Wednesday, January 28, 2009

Does he really think that Dick Fuld has been "practically exonerated" by this one highly contentious document

Here's Salmon again:

"
Sorkin Exonerates Fuld

Andrew Ross Sorkin today has the most astonishing parenthetical I've seen in a long while:

(By the way, doesn't it seem increasingly hard to vilify Richard S. Fuld Jr., the former chief executive of Lehman Brothers, given what's happened since that firm filed for bankruptcy? If you haven't read it yet, there's a remarkable court filing by Harvey R. Miller, the respected lawyer at Weil, Gotshal & Manges overseeing the bankruptcy, that practically exonerates Mr. Fuld. See nytimes.com/dealbook)

The blog entry is here, and the court filing therein is simply dispatched by Sam Jones:

It is disingenuity of the highest order to suggest that banks like Lehman were passive victims of a stormy market. Their actions created the stormy market in the first place. Dick Fuld's Lehman reaped what it sowed.

In fact, the filing actively celebrates all the risks that were taken by Fuld and Lehman in the years leading up to the collapse, talking about Lehman's "four consecutive years of record-breaking financial results" between 2004 and 2007, and citing with admiration Lehman's soaring share price.

What's more, Miller's filing spends much more time on ad hominem attacks on Fuld's accusers than it does on seriously trying to defend Fuld's disastrous decisions -- something which is always a sign of a very weak case.

So why does Sorkin seem so inclined to take the filing at face value? Does he really think that Dick Fuld has been "practically exonerated" by this one highly contentious document, in the face of overwhelming evidence that Fuld levered up Lehman irresponsibly, refused to sell out when he could, and generally did nothing to save his bank until it was far too late?

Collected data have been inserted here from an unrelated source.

PR #87, opened 2020-02-09
Set the correct type on the texture returned from GetBackBuffer

BenV:
This resolves the assertion error caused when trying to take a screenshot. I'm fairly new to the codebase so please let me know if there is a better/more appropriate way of fixing this.


turanszkij:
This is the appropriate way to fix his, thanks a lot!

PR #96, opened 2020-03-10
Stochastic Screen Space Reflections

Kliaxe:
Everything should hopefully compile without any problems.

A quick thing to mention is the CopyTexture2D function produces NAN which can be a problem in this case. I didn't change the issue in this pull request because you probably might change a few things, but do notify me if there is anything.


turanszkij:
This is truly excellent work, very nice effect and you followed the coding style to maximum extent. 
I've opened a pull request into your repo with some minor fixes, if you merge that, hopefully this pull request will update and I will merge it to the master.

Kliaxe:
Nice catch! Everything should now be set!

turanszkij:
Indeed! Appreciate all the effort!

PR #100, opened 2020-03-12
Minor SSR improvements

Kliaxe:
Should hopefully compile fine.


WickedEngine/stochasticSSRCS_raytrace.hlsl
```diff
@@ -224,7 +224,7 @@ void main(uint3 DTid : SV_DispatchThreadID)
     // Everything in view space:
     const float3 P = reconstructPosition(uv, depth, g_xCamera_InvP);
     const float3 N = mul((float3x3)g_xCamera_View, decodeNormal(texture_gbuffer1.SampleLevel(sampler_point_clamp, uv, 0).xy)).xyz;
-    const float3 V = normalize(P);
+    const float3 V = normalize(-P);
```
turanszkij: Did you intend this? Reversed the V, then you reverse it again after this two times.

Kliaxe: Yes it was intentional, I just didn't want to confuse anybody with the way I did it before. The view direction was incorrect, but the result was still the same.
From my understanding, you'd calculate view direction from world position like so:
`normalize(cameraPosition - worldPosition)`
but since the camera position is always at (0, 0, 0) in view space we would simply do this:
`normalize(-viewPosition)`

turanszkij: Makes sense!

PR #107, opened 2020-04-19
Use wiResource structs instead of texture pointers for deferred mip g…

BenV:
…eneration

Taking a quick stab at fixing a crash I was running into pretty rarely with deferred mipmap generation. I modeled this after the [bvh fix](https://github.com/turanszkij/WickedEngine/commit/a92d5e7665776bf9eb60e0e7f00f952ef0647c7a#diff-7f6c8a0f0c1e358ba75c62db5bc000acL77) to use wiResources instead of raw texture pointers

A stack trace of the crash is attached.
deferred-mip-crash


turanszkij:
This is good, thanks!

Could this just be part of a campaign by Sorkin to get Fuld to talk to him? Sorkin doesn't just have his newspaper column: he also has TV and book projects going, and access to Fuld would be very valuable in what has become an extremely crowded meltdown-media marketplace. Alternatively, of course, Sorkin genuinely wants us to think that one overheated court filing is really sufficient to make him change his mind on the question of Fuld's basic culpability. So which is it?"

My reply:

From Bloomberg:

http://www.bloomberg.com/apps/news?pid=20601109&sid=aMQJV3iJ5M8c&refer=home

"Meanwhile, worried that his lieutenants wouldn't be able to fetch a fair price from an investor, Fuld was pursuing another strategy. The plan his associates devised would offload Lehman's toxic commercial-mortgage portfolio to an independent company, codenamed Spinco. The new company's stock would be owned by Lehman shareholders, and its startup capital would be provided by the firm. While Lehman would have to raise fresh capital to replace what it transferred to Spinco, investors would be buying into an investment bank with a scrubbed balance sheet. "

Actually, he sounds prescient. Maybe we should call the Aggregator, Bad Bank "Spinco" in his honor. Why not let him run it?

And here I thought that Spinco was another one of the Marx brothers.